I fighting with same problem
On internet is a lot of examples but usually based on 5.x ROS code with is incompatibile with 6.x code.
Second problem is that even on 6.x code there where some changes (like global-in dissapered and now is just global and so on).
At the moment i use PCQ with equall bandwitch for every user IP using just one queue:
/queue simple print
Flags: X - disabled, I - invalid, D - dynamic
0 name=“queue3” target=192.168.0.0/16 parent=none packet-marks=“” priority=8/8
queue=pcq-upload-default/pcq-download-default limit-at=0/0 max-limit=49M/49M burst-limit=0/0 burst-threshold=0/0
burst-time=0s/0s bucket-size=0.1/0.1
Few control question:
do You use bridging?
do You use masquarade or SNAT?
According to my knoweladge this are important things.
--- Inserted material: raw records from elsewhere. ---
PR #150, opened 2017-06-07
Allow many more job runner options at runtime.

jmchilton:
Flush out the job configuration file with many more job destinations, allowing different runtime defaults for the built containers using just the configuration variable GALAXY_DESTINATIONS_DEFAULT.

The options are:

- `local_no_container`: Use the local runner, do not use Docker.
- `local_docker`: Use the local runner along with Docker if a container for the tool can be found.
- `local_force_docker`: Use the local runner and force tools to use Docker*.
- `pbs_cluster`: Use PBS cluster without Docker.
- `pbs_cluster_docker`: Use PBS cluster with Docker if a container for the tool can be found.
- `pbs_cluster_force_docker`: Use PBS cluster and force tools to use Docker*.
- `slurm_cluster`: Use SLURM, do not use Docker.
- `slurm_cluster_docker`: Use SLURM and use Docker if a container for the tool can be found.
- `slurm_cluster_force_docker`: Use SLURM and force tools to use Docker*
- `condor_cluster`: Use Condor, do not use Docker.
- `condor_cluster_docker`: Use Condor, use Docker as part of job script if a container can be found.
- `condor_cluster_force_docker`: Use Condor, force Docker usage*.
- `condor_docker_universe`: Use Condor through Docker universe*.
- `condor_docker_universe_dispatch`: Use Condor through Docker universe if a container for the tool can be found, else use the vanilla universe.
- `k8_default`: Run through Docker on Kubernetes*.
- `k8_or_local_dispatch`: If a container for the tool can be found, run on Kubernetes else on local runner (`local_no_container`).
- `k8_or_slurm_dispatch`: If a container for the tool can be found, run on Kubernetes else on SLURM (`slurm_cluster`).
- `k8_or_condor_dispatch`: If a container for the tool can be found, run on Kubernetes else on Condor as a cluster job (`condor_cluster`).
- `docker_dispatch`: Dispatch between any two using the enironment variables `GALAXY_DESTINATIONS_DOCKER_DEFAULT` and `GALAXY_DESTINATIONS_NO_DOCKER_DEFAULT`.

\* `GALAXY_DOCKER_DEFAULT_CONTAINER` will be used for the default container if no tool-specific container is located.

Subtlety breaks backward compatibility for certain edge case configurations - probably only affecting docker-galaxy-stable?.

### DIFF
--- a/templates/job_conf.xml.j2
+++ b/templates/job_conf.xml.j2
@@ -57,13 +57,13 @@
             <param id="docker_destination_id" from_environ="GALAXY_DESTINATIONS_DOCKER_DEFAULT">{{ galaxy_extras_galaxy_destination_docker_default }}</param>
             <param id="default_destination_id" from_environ="GALAXY_DESTINATIONS_NO_DOCKER_DEFAULT">{{ galaxy_extras_galaxy_destination_default }}</param>
         </destination>
-        {{ macros.destination("local_no_container", "local") }}
-        {{ macros.destination("local_docker", "local", docker=True) }}
-        {{ macros.destination("local_force_docker", "local", docker=True, force_docker=True) }}
+        {% call macros.destination("local_no_container", "local") %}{% endcall %}
+        {% call macros.destination("local_docker", "local", docker=True) %}{% endcall %}
+        {% call macros.destination("local_force_docker", "local", docker=True, force_docker=True) %}{% endcall %}
 {% if galaxy_extras_config_pbs %}
-        {{ macros.destination("pbs_cluster", "pbs") }}
-        {{ macros.destination("pbs_cluster_docker", "pbs", docker=True) }}
-        {{ macros.destination("pbs_cluster_force_docker", "pbs", docker=True, force_docker=True) }}
+        {% call macros.destination("pbs_cluster", "pbs") %}{% endcall %}
+        {% call macros.destination("pbs_cluster_docker", "pbs", docker=True) %}{% endcall %}
+        {% call macros.destination("pbs_cluster_force_docker", "pbs", docker=True, force_docker=True) %}{% endcall %}
 {% endif %}
 {% if galaxy_extras_config_slurm %}
         {% call macros.destination("slurm_cluster", "slurm") %}
@@ -98,7 +98,7 @@
         {{ macros.docker_dispatch_destination("condor_docker_universe_dispatch", "condor_docker_universe", "condor_cluster")}}
 {% endif %}
 {% if galaxy_extras_config_k8_jobs %}
-        {{ macros.destination("k8_default", "k8", docker=True, force_docker=True) }}
+        {% call macros.destination("k8_default", "k8", docker=True, force_docker=True) %}{% endcall %}
         {{ macros.docker_dispatch_destination("k8_or_local_dispatch", "k8_default", "local_no_container")}}
         {{ macros.docker_dispatch_destination("k8_or_slurm_dispatch", "k8_default", "slurm_cluster")}}
         {{ macros.docker_dispatch_destination("k8_or_condor_dispatch", "k8_default", "condor_cluster")}}
--- a/templates/job_conf.xml.j2
+++ b/templates/job_conf.xml.j2
@@ -60,30 +60,107 @@
         <destination id="local_no_container" runner="local">
             <env file="{{ galaxy_venv_dir }}/bin/activate"/>
         </destination>
+        <destination id="local_docker" runner="local">
+            <env file="{{ galaxy_venv_dir }}/bin/activate"/>
+            {{ macros.docker_enabled() }}
+        </destination>
+        <destination id="local_force_docker" runner="local">
+            <env file="{{ galaxy_venv_dir }}/bin/activate"/>
+            {{ macros.docker_enabled(True) }}
+        </destination>
+        <destination id="local_docker_dispatch" runner="dynamic">
+            <param id="type">docker_dispatch</param>
+            <param id="docker_destination_id">local_docker</param>
+            <param id="default_destination_id">local_no_docker</param>
+        </destination>
 {% if galaxy_extras_config_slurm or galaxy_extras_config_pbs or galaxy_extras_config_condor %}
   {% if galaxy_extras_config_pbs %}
         <destination id="pbs_cluster" runner="pbs">
             <param id="enabled" from_environ="GALAXY_RUNNERS_ENABLE_PBS">true</param>
             <env file="{{ galaxy_venv_dir }}/bin/activate"/>
+        </destination>
+        <destination id="pbs_cluster_docker" runner="pbs">
+            <param id="enabled" from_environ="GALAXY_RUNNERS_ENABLE_PBS">true</param>
+            <env file="{{ galaxy_venv_dir }}/bin/activate"/>
             {{ macros.docker_enabled() }}
         </destination>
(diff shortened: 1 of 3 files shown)


templates/job_conf.xml.j2
```diff
@@ -60,30 +60,107 @@
...
+            {{ macros.docker_enabled() }}
+        </destination>
+        <destination id="local_force_docker" runner="local">
+            <env file="{{ galaxy_venv_dir }}/bin/activate"/>
+            {{ macros.docker_enabled(True) }}
+        </destination>
+        <destination id="local_docker_dispatch" runner="dynamic">
+            <param id="type">docker_dispatch</param>
+            <param id="docker_destination_id">local_docker</param>
+            <param id="default_destination_id">local_no_docker</param>
```
bgruening: Should this be `local_no_container`? Below as well.

templates/job_conf.xml.j2
```diff
@@ -60,30 +60,107 @@
         <destination id="local_no_container" runner="local">
             <env file="{{ galaxy_venv_dir }}/bin/activate"/>
         </destination>
+        <destination id="local_docker" runner="local">
+            <env file="{{ galaxy_venv_dir }}/bin/activate"/>
+            {{ macros.docker_enabled() }}
+        </destination>
+        <destination id="local_force_docker" runner="local">
+            <env file="{{ galaxy_venv_dir }}/bin/activate"/>
```
bgruening: Should we put this into a macro as well? `<env file="{{ galaxy_venv_dir }}/bin/activate"/>`

templates/job_conf.xml.j2
```diff
@@ -60,30 +60,107 @@
...
+        <destination id="condor_cluster_force_docker" runner="condor">
+            <env file="{{ galaxy_venv_dir }}/bin/activate"/>
             <param id="universe" from_environ="GALAXY_CONDOR_UNIVERSE">vanilla</param>
-        {% endif %}
+            <param id="enabled" from_environ="GALAXY_RUNNERS_ENABLE_CONDOR">true</param>
+            {{ macros.docker_enabled(True) }}
+        </destination>
+        <destination id="condor_docker_universe" runner="condor">
             <env file="{{ galaxy_venv_dir }}/bin/activate"/>
+            <param id="universe" from_environ="GALAXY_CONDOR_UNIVERSE">docker</param>
```
bgruening: Wondering if the `<env>` here is missing and if we can skip this entire section as we can change the universe via runtime already. Also see my general notes about this setup.

templates/job_conf.xml.j2
```diff
@@ -60,30 +60,107 @@
...
+        -->
+        <destination id="condor_docker_cluster_dispatch" runner="dynamic">
+            <param id="type">docker_dispatch</param>
+            <param id="docker_destination_id">condor_cluster_docker</param>
+            <param id="default_destination_id">condor_cluster</param>
+        </destination>
+        <destination id="condor_docker_universe_dispatch" runner="dynamic">
+            <param id="type">docker_dispatch</param>
+            <param id="docker_destination_id">condor_docker_universe</param>
+            <param id="default_destination_id">condor_cluster</param>
```
bgruening: Continuing from above if I set `GALAXY_CONDOR_UNIVERSE="docker"` and choose `condor_docker_cluster_dispatch` I get the same as `condor_docker_universe_dispatch` isn't it?

templates/job_conf.xml.j2
```diff
@@ -92,6 +169,22 @@
             <!-- Following parameter must be set to True for this runner. -->
             <param id="docker_enabled">true</param>
             <env file="{{ galaxy_venv_dir }}/bin/activate"/>
+            <param id="docker_default_container_id" from_environ="GALAXY_DOCKER_DEFAULT_CONTAINER">{{ galaxy_docker_default_image }}</param>
+        </destination>
+        <destination id="k8_or_local_dispatch" runner="dynamic">
+            <param id="type">docker_dispatch</param>
+            <param id="docker_destination_id">k8_default</param>
+            <param id="default_destination_id">local_no_docker</param>
```
bgruening: local no container?

bgruening:
:100: 

* I would remove `condor_docker_universe` I tried a few days to get it work properly, but there seems to be many unresolved questions on the ht-condor side. For example you as admin need to define volumes in advance and so on. If we don't want to make this list comprehensive I would rather not put it in.

* `k8_or_local_dispatch` is there a real world use-case for this?

jmchilton:
- > Should we put this into a macro as well? `<env file="{{ galaxy_venv_dir }}/bin/activate"/>`

  I guess? I've redone everything to be much more macro heavy - it is more dry and less direct now.
- > Should this be local_no_container? Below as well.

  Fix this.
- I'm disappointed about `condor_docker_universe` - I thought that was being used. Does it not work in the context of docker-galaxy-stable or not at all really? I'd rather keep it and encourage people to hack on it - maybe just document it as beta - but I can drop it if you'd prefer.
- `k8_or_local_dispatch` - It is a good question if this has a real world use case. I used the local runner in testing because it had fewer moving parts and stuff - and for small non-docker jobs like upload and history export it made sense to me to use it. In the docker-galaxy-stable setup you have good testing of SLURM for instance and so it might always be preferable to do that. Maybe in other setups this isn't the case? I feel like this is a fine target I guess - though in most production settings it would be better to use `k8_or_slurm` I suspect.
- > if we can skip this entire section as we can change the universe via runtime already

  All the K8 switches can be done with the existing single dispatch and setting up two environment also - I just sort of think it is easier to convey in a big table having a single environment variable?

bgruening:
> I'm disappointed about condor_docker_universe - I thought that was being used. Does it not work in the context of docker-galaxy-stable or not at all really? I'd rather keep it and encourage people to hack on it - maybe just document it as beta - but I can drop it if you'd prefer.

The vanilla runner is in use afaik. That the docker universe is not that useful in Galaxy context is not really Galaxy fault, it is just very hard to set up. I was able to get it running but than you have to declare mount points that more or less mount the entire database directory into a container ... so not really useful.

Thanks for fixing!

templates/macros.xml.j2
```diff
@@ -1,11 +1,27 @@
-{% macro docker_enabled() -%}
+{% macro destination(id, runner, docker=False, force_docker=False) -%}
+    <destination id="{{ id }}" runner="{{ runner }}">
+        <env file="{{ galaxy_venv_dir }}/bin/activate"/>
     {% if galaxy_source_shellrc %}
         <env file="{{ galaxy_user_shellrc }}" />
     {% endif %}
-        <param id="docker_enabled" from_environ="GALAXY_DOCKER_ENABLED">{{ galaxy_docker_enabled }}</param>
+        <param id="enabled" from_environ="GALAXY_RUNNERS_ENABLE_{{ runner|upper }}">true</param>
+        <param id="docker_enabled">true</param>
```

ZeroBytes - If I use SNAT should I mark on prerouting (upload) and post-routing (dwonload)?
I’d say prerouting is usually the go-to chain for mangle in my experience.
Now that I’ve read back over my earlier post, I’d say that the IP address doesn’t matter because if marking packets based on connection mark, you can just do that in prerouting all the time in basic cases - I suggested 3 packet mark rules in postrouting so that at this point, the output interface is known and the packets can be re-marked with the “upstream” marks based on the connection mark. (the connection mark is the same for both directions in the flow)
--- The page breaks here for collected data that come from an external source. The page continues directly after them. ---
PR #152, opened 2017-06-08
Increase buffer size for uWSGI

manabuishii:
Default buffer size in uWSGI is 4096.
But it's small for long error message.

In my case , I try to import workflow  to clean docker galaxy instance ,
the galaxy instance has no tool for the workflow.
Error message is long , like this

```
/admin?status=error&message=Imported%2C+but+some+steps+in+this+workflow+have+validation+err
```
uwsgi.log error message has like this

```
invalid request block size: 4098 (max 4096).
```

but increase buffer size , there is no uwsgi error

### DIFF
--- a/templates/nginx.conf.j2
+++ b/templates/nginx.conf.j2
@@ -9,6 +9,10 @@ events {
 http {
     include       mime.types;
     default_type  application/octet-stream;
+    
+    uwsgi_buffers 8 16384;
+    uwsgi_buffer_size 16384;
+
 
     sendfile        on;
 
--- a/templates/supervisor.conf.j2
+++ b/templates/supervisor.conf.j2
@@ -102,9 +102,9 @@ priority        = 200
 [program:galaxy_web]
 {% if galaxy_uwsgi|bool %}
 {% if galaxy_uwsgi_static_conf|bool %}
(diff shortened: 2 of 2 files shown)


bgruening:
@manabuishii thanks for the patch. I'm wondering why usegalaxy.org is not having something similar in its configuration. @natefoo could you please have a look?

manabuishii:
I use bgruening/galaxy-stable:dev pulled on 2017-06-07

jmchilton:
@bgruening I think @natefoo did do this https://github.com/galaxyproject/galaxy/issues/1530.

bgruening:
Thanks John! I found it. @manabuishii can you use the same value as Nate?
https://github.com/galaxyproject/usegalaxy-playbook/blob/dc487e2a2f585554dc5140660c2536e505eedca9/templates/galaxy/usegalaxy.org/config/uwsgi.ini.j2#L11

manabuishii:
@bgruening @jmchilton Thanks !

I look at your comments.

The problem is happened on Docker version Galaxy .
And to resolve it, 
not only supervisord option but also nginx settings need more configuration.

I test 16384 (the same value https://github.com/galaxyproject/usegalaxy-playbook/blob/dc487e2a2f585554dc5140660c2536e505eedca9/templates/galaxy/usegalaxy.org/config/uwsgi.ini.j2#L11 )


Supervisor option resolve nginx -> uwsgi(galaxy)

```
-b 16384
```

But there is still problem uwsgi(galaxy) -> nginx

needs more option to nginx.conf http section

```
    uwsgi_buffers 8 16384;
    uwsgi_buffer_size 16384;
```

These two configuration update has no problem when I import workflow.

I will update this pull request or create another pull request.

bgruening:
Thanks @manabuishii!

The NAT isn’t really important in this case - once a connection gets marked, it stays marked until the connection is closed or times out, so the IP is irrelevant. The connection mark can happen in prerouting because we know that no new connections from the WAN are possible, so we know that a new, unmarked connection is coming in via some LAN interface - and this can be used to mark the flow as lan1, lan2, etc…
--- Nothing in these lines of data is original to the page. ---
PR #154, opened 2017-06-11
Add initial singularity support

bgruening:
@jmchilton this add singularity to SLRUM, we can add many more later.

I have tried to unify the macros even more, but ended up with the current solution, it was getting to ugly with nested variables and so on. However, I ended up with `container_type` and `force_container` to make it more general.

### DIFF
--- a/defaults/main.yml
+++ b/defaults/main.yml
@@ -80,7 +80,7 @@ galaxy_singularity_sudo: false
 galaxy_singularity_default_image: ''
 galaxy_singularity_volumes_from: ""
 # rw directories are not considered if the parent is ro
-galaxy_singularity_volumes : "$tool_directory:ro,$working_directory:rw,$default_file_path:rw"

I see in Connection mark tab a lol session with empty name or (unknown 1) as a name - whot is going on?
In Bytes/Packet coulmns counter are increasing - so it seems that are working but why isnt mangled properly?
Prioritizing the traffic does not work. It dropps whole connections on LAN1 at the moment when a device on LAN2 begins to transmit (testing with speedtest.net)
about upload:
lan1 drop because your lan2 has high priority.
another: where is limit and max-limit for lan3?
if your upload max-limit is 5M, then sum of all tree lan’s limit need to be equal to 5M. try in this way, and without different priority.
exactly same case in downloads.
change and test again)
LAN3 is not set yet, because I’m testing it with two clients.
Again: I don’t want to set exact max-limits per subnet (I can make that with simple queues, and don’t need the queue tree).
My goal:
LAN1 lowest priority but guaranteed 2M down, 1M up
LAN2 middle priority but guaranteed 4M down, 2M up
LAN3 highest priority.
If no uses LAN2 or LAN3, the LAN1 clients can get all the bandwith.
If LAN2 users are online, than their traffic is prioritized before the LAN1 traffic, so LAN1 can get the 2M/1M and LAN2 the rest of the available.
If LAN3 user are online than they can get the bandwith what they need, but keep the guaranteed for LAN1 and LAN2.
i understand what you want, but when use priority there is no “guarantee” nothing for classes with low priority. these with high priority probably may get all bandwidth. in my opinion htb work predictable and fair if you use equal priority and set correct numbers for limit and max limit.
Equal priority, max-limit set on each subchain to the same as global max-limit, and some limit-at parameters depends on needed priority (LAN1 20Mbit, LAN2 40Mbit, LAN3 40Mbit) worked for me.